James Hwang  is Professor in the Department of Materials Science and Engineering at Cornell University. He graduated from the same department with a Ph.D. degree. After years of industrial experience at IBM, Bell Labs, GE, and GAIN, he spent most of his academic career at Lehigh University. He cofounded GAIN and QED; the latter became the public company IQE. Between 2011 and 2013, he was the Program Officer for GHz-THz Electronics at the U.S. Air Force Office of Scientific Research. He has been a visiting professor at Cornell University in the US, Marche Polytechnic University in Italy, Nanyang Technological University in Singapore, National Chiao Tung University in Taiwan, Shanghai Jiao Tong University, East China Normal University, and University of Science and Technology in China. He is an IEEE Life Fellow and a Distinguished Microwave Lecturer. He has published more than 350 refereed technical papers and been granted eight U.S. patents. He has researched for decades on the design, modeling and characterization of optical, electronic, and micro-electromechanical devices and circuits. His current research interest focuses on electromagnetic sensors for individual biological cells, scanning microwave microscopy, and two-dimensional atomic-layered materials and devices.


What is My Measurement Equipment Actually Doing? Implications for 5G, mmWave and Related Applications.

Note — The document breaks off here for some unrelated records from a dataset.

PR #860, opened 2026-03-18
feat: add build-android-sdk skill for cross-compiling UniFFI

SaintPatrck:
## 🎟️ Tracking

N/A — Developer tooling improvement.

## 📔 Objective

Adds a Claude Code skill (`/build-android-sdk`) that automates the full Android SDK build pipeline:

- **Shell script** (`scripts/build.sh`) handles all deterministic build steps: prerequisite
  checks (Docker, `cross`, `local.properties`), cross-compilation for up to 3 Android ABIs
  (`arm64-v8a`, `armeabi-v7a`, `x86_64`), native library copying, Kotlin binding generation
  via `uniffi-bindgen`, and AAR publication to local Maven (`~/.m2/repository`).
- **Skill wrapper** (`SKILL.md`) provides the Claude Code integration — invokes the script
  with user-provided ABI arguments and handles the interactive post-build prompt for
  configuring `localSdk=true` in the Android project.
- Script is **bash 3.2 compatible** (no associative arrays) for macOS default shell.
- Publishes as `com.bitwarden:sdk-android:LOCAL` to match the Android app's dependency
  substitution.

## 🚨 Breaking Changes

None — this is a new developer tool with no impact on the SDK or client interfaces.

### DIFF
--- a/.claude/skills/build-android-sdk/SKILL.md
+++ b/.claude/skills/build-android-sdk/SKILL.md
@@ -1,0 +1,55 @@
+---
+name: build-android-sdk
+argument-hint: "[all]"
+description:
+  This skill should be used when the user asks to "build the Android SDK", "build the AAR", "publish
+  to local Maven", "build Android artifacts", "cross-compile for Android", or "build
+  bitwarden-uniffi for Android". Pass "all" to build all architectures; defaults to arm64-v8a only.
+allowed-tools: Bash(cd crates/bitwarden-uniffi/kotlin *), Read, Write
+---
+
+# Build Android SDK
+
+Cross-compile `bitwarden-uniffi` for Android, generate Kotlin bindings, package as an AAR, and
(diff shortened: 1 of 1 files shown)


.claude/skills/build-android-sdk/scripts/build.sh
dani-garcia, line 1: This script seems to be duplicating a lot of the content from the two scripts we have in:
- `crates/bitwarden-uniffi/kotlin/build-schemas.sh`
- `crates/bitwarden-uniffi/kotlin/publish-local.sh`

Would it be better to just let this script call them? I'm worried about them getting out of sync otherwise.

SaintPatrck: Absolutely. I completely overlooked those. Thanks for pointing them out.

PR #862, opened 2026-03-18
[PM-33870] Fix Cipher Corruption for some cipher key scenarios

nikwithak:
## 🎟️ Tracking

https://bitwarden.atlassian.net/browse/PM-33870

## 📔 Objective

When a cipher is saved by a user meeting the following conditions, then the cipher gets corrupted. This fixes the scenario by preventing migration to a cipher key when the user does not have permissions to view cipher passwords.

The issue occurs when a user edits a cipher meeting the following conditions:
1. The user has "Edit items, hidden passwords" permission for the cipher's Collection.
2. The cipher does not currently have a cipher key
3. cipher-key-encryption is enabled


nikwithak:
Closing in favor of server-side fix https://github.com/bitwarden/server/pull/7260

Speaker: Jon Martens, Anritsu


Current microwave and high frequency instrumentation perform many tasks behind the scenes, even more so in the mm-wave and high modulation rate regimes, and it is easy to lose track of how the equipment, the processing algorithms, the setup and the signals are interacting. By exploring the measurement mechanics within some common instruments under practical conditions, it may be easier to understand where sensitivities or anomalies might increase and how to mitigate them. Through a study of example architectures and measurements, including those in the 100+ GHz range and those with wide modulation bandwidths where linearity, dynamic range and other physical metrics are stressed even more, mechanisms and ideas for better measurements will be explored.


Jon Martens  has been with Anritsu since 1995 where he is currently an Engineering Fellow. His research interests include measurement system architectures and pathologies, millimeter-wave circuit and system design, and a wide range of microwave measurement processes to include materials analysis, nonlinear and quasi-linear characterization, optical interactions and calibration.

He is the inventor or co-inventor on over 17 patents, has (co-)authored several book chapters and over 50 technical publications. Dr. Martens is a past chair of the MTT measurements technical subcommittee and is a past president of the measurements society ARFTG and is still active in both. He is a member of the technical program subcommittees for the International Microwave Symposium and ARFTG and is a former associate editor for the Transactions on Microwave Theory and Techniques.